Don't laugh at my French/English. It's a thing. Anyone who has ever married a French-Canadian or met the children of a French Canadian knows this. Many English-only Canadians know just enough French to get it wrong. (For instance, is Canadian Culture masculine or feminine?) And so many whose first language is French will substitute the English words as they go because they can.
Not only that, though. Today I was walking through the food court of the local mall. It's been newly renovated and the furniture can be moved now, which is nice. I noticed no less than four groups of older (mostly) gentlemen gathered around their Tim Horton's cups and paper bags of doughnuts and farmer's wraps, tables pushed together to make room for everyone.
The first table I walked by was a group of about eight guys, all laughing and smiling, speaking in an Asain language (I have no idea which, since I don't speak any of them). At another table were three or four older couples all talking at once in Italian. I don't know all of what they were talking about, but there was mention of someone's trees and I think that the weather was doing something. This is a common topic in any language.

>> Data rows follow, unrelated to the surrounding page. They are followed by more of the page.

PR #4961, opened 2020-08-24
[LW] Fixes, 4: Register lockwatches eagerly

Jolyon-S:
**Goals (and why)**:
* Register locks immediately, _as well as_ periodically. This not only allows the benefits to come through faster, but also makes testing easier.

* Calls the internal register method when the client registers.

N/A

* Any hidden issues here?

`LockWatchManagerImpl`

This week, please


atlasdb-impl-shared/src/main/java/com/palantir/atlasdb/keyvalue/api/watch/LockWatchManagerImpl.java
```diff
@@ -72,6 +72,7 @@ public void close() {
     @Override
     public void registerWatches(Set<LockWatchReferences.LockWatchReference> newLockWatches) {
         lockWatchReferences.addAll(newLockWatches);
+        registerWatchesWithTimelock();
```
jkozlowski, line 75: I think this works, everything is nice and threadsafe anyway.

jkozlowski (approved):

The table in front of the Tim's shop was filled with a dozen old French dudes talking expansively (and I do mean expansively) in French. One guy sent his Timmy's flying as he described his new trellis for his tomatoes. It was tragic, really, and his table-mates were even more expansive in their disapproval, although another cup did go flying, thankfully, it was already empty, so that was less traumatic.

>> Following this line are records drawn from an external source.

PR #4962, opened 2020-08-24
[LW] Fixes, 5: Throw underlying exception if already on fallback cache

Jolyon-S:
**Goals (and why)**:
* We don't want to throw retryable exceptions if the fallback cache is throwing.

* Add check that fallback is equal to delegate.

* Added new test

* This shouldn't really happen since the fallback is no op, but I think this is correct anyway (saw this on a test in atlasdb-proxy on that one and wanted to replicate here).

`ResilientLockWatchEventCache`

This week

### DIFF
--- a/atlasdb-impl-shared/src/main/java/com/palantir/atlasdb/keyvalue/api/watch/ResilientLockWatchEventCache.java
+++ b/atlasdb-impl-shared/src/main/java/com/palantir/atlasdb/keyvalue/api/watch/ResilientLockWatchEventCache.java
@@ -74,7 +74,7 @@ final class ResilientLockWatchEventCache extends AbstractInvocationHandler {
         } catch (TransactionLockWatchFailedException e) {
             throw e;
         } catch (Throwable t) {
-            if (delegate.equals(fallbackCache)) {
+            if (delegate == fallbackCache) {
                 throw new RuntimeException(t);
             } else {
                 log.warn("Unexpected failure occurred when trying to use the default cache. "
--- a/atlasdb-impl-shared/src/main/java/com/palantir/atlasdb/keyvalue/api/watch/ResilientLockWatchEventCache.java
+++ b/atlasdb-impl-shared/src/main/java/com/palantir/atlasdb/keyvalue/api/watch/ResilientLockWatchEventCache.java
@@ -74,11 +74,15 @@ final class ResilientLockWatchEventCache extends AbstractInvocationHandler {
         } catch (TransactionLockWatchFailedException e) {
             throw e;
         } catch (Throwable t) {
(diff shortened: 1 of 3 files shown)


atlasdb-impl-shared/src/main/java/com/palantir/atlasdb/keyvalue/api/watch/ResilientLockWatchEventCache.java
```diff
@@ -74,11 +74,15 @@ synchronized RuntimeException handleException(InvocationTargetException rethrow)
         } catch (TransactionLockWatchFailedException e) {
             throw e;
         } catch (Throwable t) {
-            log.warn("Unexpected failure occurred when trying to use the default cache. Switching to the fallback "
-                    + "implementation", t);
-            fallbackCacheSelectedCounter.inc();
-            delegate = fallbackCache;
-            throw new TransactionLockWatchFailedException("Unexpected failure in the lock watch cache", t);
+            if (delegate.equals(fallbackCache)) {
```
jeremyk-91, line 77: are you sure you want `equals` here and not `==`?

jeremyk-91 (approved):
Fair enough - not sure how you caught this, but looks reasonable.

atlasdb-impl-shared/src/main/java/com/palantir/atlasdb/keyvalue/api/watch/ResilientLockWatchEventCache.java
Jolyon-S: yeah, good catch. `equals` here would mean we never bother actually falling back, but we probably want to do that even if this was configured with the same (but not same in memory) for each for some reason

atlasdb-impl-shared/src/main/java/com/palantir/atlasdb/keyvalue/api/watch/ResilientLockWatchEventCache.java
```diff
@@ -74,11 +74,15 @@ synchronized RuntimeException handleException(InvocationTargetException rethrow)
         } catch (TransactionLockWatchFailedException e) {
             throw e;
         } catch (Throwable t) {
-            log.warn("Unexpected failure occurred when trying to use the default cache. Switching to the fallback "
-                    + "implementation", t);
-            fallbackCacheSelectedCounter.inc();
-            delegate = fallbackCache;
-            throw new TransactionLockWatchFailedException("Unexpected failure in the lock watch cache", t);
+            if (delegate == fallbackCache) {
+                throw new RuntimeException(t);
```
jkozlowski, line 78: Should've been SafeRuntimeException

And in fact, there was even a table of a group of English-speaking couples all wearing cowboy hats. There's nothing like a ranch around here, so who knows why. Could be they're just really enthusiastic country music fans. This group, interestingly enough, were partaking in some yummy looking items from the Bento Box.
No melting pot for us. We're all about letting our heritage flags fly. Go Canada! Just one of the many reasons I love this country.